E così da giorni abbiamo solo calci nel sedere,
Non sappiamo dove siamo, senza pane e senza bere
E questo pazzo scatenato che è il più ingenuo dei bambini
Proprio ieri si è stroncato fra le pale dei mulini…
È un testardo, un idealista, troppi sogni ha nel cervello:
Io che sono più realista mi accontento di un castello.
Mi farà Governatore e avrò terre in abbondanza,
Quant’è vero che anch’io ho un cuore e che mi chiamo Sancho Panza…
Salta in piedi, Sancho, è tardi, non vorrai dormire ancora,
Solo i cinici e i codardi non si svegliano all’aurora:
Per i primi è indifferenza e disprezzo dei valori
E per gli altri è riluttanza nei confronti dei doveri.

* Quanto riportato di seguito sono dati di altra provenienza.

PR #6468, opened 2024-07-22
fileserver: add `sort` options

lollipopkit:
I have tested the config:
```
:8082 {
	root * .
	file_server browse {
		sort size desc
	}
}
```

Screenshot 2024-07-22 at 20 32 31

Additionally, a `.caddyfiletest` file were wrote, but I don't know how to run it.

The related doc PR can be found [here](https://github.com/caddyserver/website/pull/407).

### DIFF
--- a/caddytest/integration/caddyfile_adapt/file_server_sort.caddyfiletest
+++ b/caddytest/integration/caddyfile_adapt/file_server_sort.caddyfiletest
@@ -1,8 +1,7 @@
-:8082 {
-	root * .
-	file_server browse {
-		sort size desc
-	}
+:80
+
+file_server browse {
+	sort size desc
 }
 ----------
 {
@@ -11,21 +10,18 @@
 			"servers": {
 				"srv0": {
 					"listen": [
-						":8082"
+						":80"
 					],
 					"routes": [
 						{
 							"handle": [
 								{
+									"browse": {},
 									"handler": "file_server",
 									"hide": [
 										"./Caddyfile"
 									],
-									"file_server": {
-										"size": {},
-										"desc": {}
-									},
-									"file_server_order": [
+									"sort": [
 										"size",
 										"desc"
 									]
--- a/caddytest/integration/caddyfile_adapt/file_server_sort.caddyfiletest
+++ b/caddytest/integration/caddyfile_adapt/file_server_sort.caddyfiletest
@@ -1,0 +1,40 @@
+:8082 {
+	root * .
+	file_server browse {
+		sort size desc
+	}
+}
+----------
+{
+	"apps": {
+		"http": {
+			"servers": {
+				"srv0": {
+					"listen": [
+						":8082"
+					],
+					"routes": [
+						{
+							"handle": [
+								{
+									"handler": "file_server",
+									"hide": [
+										"./Caddyfile"
+									],
+									"file_server": {
+										"size": {},
+										"desc": {}
+									},
+									"file_server_order": [
+										"size",
+										"desc"
+									]
+								}
+							]
+						}
+					]
+				}
+			}
+		}
+	}
+}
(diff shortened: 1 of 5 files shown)


caddytest/integration/caddyfile_adapt/file_server_sort.caddyfiletest
```diff
@@ -0,0 +1,40 @@
...
+										"./Caddyfile"
+									],
+									"file_server": {
+										"size": {},
+										"desc": {}
+									},
+									"file_server_order": [
+										"size",
+										"desc"
+									]
```
mohammed90, line 31: The new field is `sort`, so these lines cannot be right.

lollipopkit: ...my fault

lollipopkit: Is this correct?
```
"sort": {
    "size": {},
    "desc": {}
},
"sort_order": [
    "size",
    "desc"
]
```

modules/caddyhttp/fileserver/browse.go
```diff
@@ -206,11 +206,35 @@ func (fsrv *FileServer) loadDirectoryContents(ctx context.Context, fileSystem fs
 // browseApplyQueryParams applies query parameters to the listing.
 // It mutates the listing and may set cookies.
 func (fsrv *FileServer) browseApplyQueryParams(w http.ResponseWriter, r *http.Request, listing *browseTemplateContext) {
+	orderParam := ""
+	sortParam := ""
```
mholt, line 210:
```suggestion
	var orderParam, sortParam string
```

modules/caddyhttp/fileserver/staticfiles.go
```diff
@@ -153,6 +153,16 @@ type FileServer struct {
...
 
+	// Override the default sort. It includes the following options:
+	// sort_by: name(default), size, time
+	// order: asc(default), desc
+	// eg.:
+	//   - `sort time desc` will sort by time in descending order
+	//   - `sort size` will sort by size in ascending order
+	//   - `sort` will sort by name in ascending order, which is the default
+	// The order of the sort options is not important.
+	SortOptions []string `json:"sort,omitempty"`
```
mholt, line 164: Since this is a freeform slice of strings, we should probably validate this input at `Provision()`-time. It should be documented (and enforced) that only 1 or 2 values are allowed: the first must be a field name to order by, and the second if present should be the direction.

mholt (changes requested):
Thanks for this enhancement. I just want to make sure that the rather freeform input is strictly validated to prevent surprises.

modules/caddyhttp/fileserver/staticfiles.go
lollipopkit: Thanks for the reminder, or I wouldn't have known about Provision().

modules/caddyhttp/fileserver/staticfiles.go
```diff
@@ -246,6 +246,20 @@ func (fsrv *FileServer) Provision(ctx caddy.Context) error {
 		fsrv.precompressors[ae] = p
 	}
 
+	// check sort options
+	for idx, sortOption := range fsrv.SortOptions {
+		switch idx {
+		case 0:
```
mholt, line 252: This works; but we should also verify the length of SortOptions is 1 or 2 if not empty.

modules/caddyhttp/fileserver/staticfiles.go
```diff
@@ -246,6 +246,20 @@ func (fsrv *FileServer) Provision(ctx caddy.Context) error {
...
+			if sortOption != sortByName && sortOption != sortByNameDirFirst && sortOption != sortBySize && sortOption != sortByTime {
+				return fmt.Errorf("invalid sort option %s", sortOption)
+			}
+		case 1:
+			if sortOption != sortOrderAsc && sortOption != sortOrderDesc {
+				return fmt.Errorf("invalid sort option %s", sortOption)
```
mholt, line 258: Could we make these two error messages different? They should say that the first value should be a field to sort by (name, dir, size, etc) and the second error should say that it should be a direction (asc or desc).

mholt (changes requested):
Thanks, getting closer!!

modules/caddyhttp/fileserver/staticfiles.go
lollipopkit: I'm sorry, I was not thinking things through...
Thanks for your patience.

mholt (approved):
Great, thank you!

I think we can give this a shot. Please help maintain this feature if any bugs are reported :blush:

lollipopkit:
Of course. Thanks again :)

PR #6470, opened 2024-07-22
ci: correct `-tags nobadger` on binary build

girlbossceo:
s/nobdger/nobadger

Seems like an oversight from https://github.com/caddyserver/caddy/pull/6031


francislavoie:
Oops! Thank you!

francislavoie (approved):

PR #6471, opened 2024-07-23
encode: flush already compressed data to the stream

WeidiDeng:


mholt (approved):
Thanks Weidi!

This does fix it! It looks like we were not flushing the encoder in `FlushError()`, which... seems like a mistake, since the ResponseWriter can't flush anything if the encoder hasn't flushed it first.

Really appreciate this, your fix is much better than what I was coming up with :smile:

PR #6479, opened 2024-07-26
chore: update golangci config

mohammed90:
I noticed complaints about deprecated config, so decided to fix them.


mholt (approved):
Ah cool, thanks!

L’ingiustizia non è il solo male che divora il mondo,
Anche l’anima dell’uomo ha toccato spesso il fondo,
Ma dobbiamo fare presto perché più che il tempo passa
Il nemico si fa d’ombra e s’ingarbuglia la matassa…
A proposito di questo farsi d’ombra delle cose,
L’altro giorno quando ha visto quelle pecore indifese
Le ha attaccate come fossero un esercito di Mori,
Ma che alla fine ci mordessero oltre i cani anche i pastori!
Era chiaro come il giorno, non è vero, mio Signore?
Io sarò un codardo e dormo, ma non sono un traditore,
Credo solo in quel che vedo e la realtà per me rimane
Il solo metro che possiedo, com’è vero… che ora ho fame!
Sancho ascoltami, ti prego, sono stato anch’io un realista,
Ma ormai oggi me ne frego e, anche se ho una buona vista,
L’apparenza delle cose come vedi non m’inganna,
Preferisco le sorprese di quest’anima tiranna
Che trasforma coi suoi trucchi la realtà che hai lì davanti,
Ma ti apre nuovi occhi e ti accende i sentimenti.
Prima d’oggi mi annoiavo e volevo anche morire,
Ma ora sono un uomo nuovo che non teme di soffrire…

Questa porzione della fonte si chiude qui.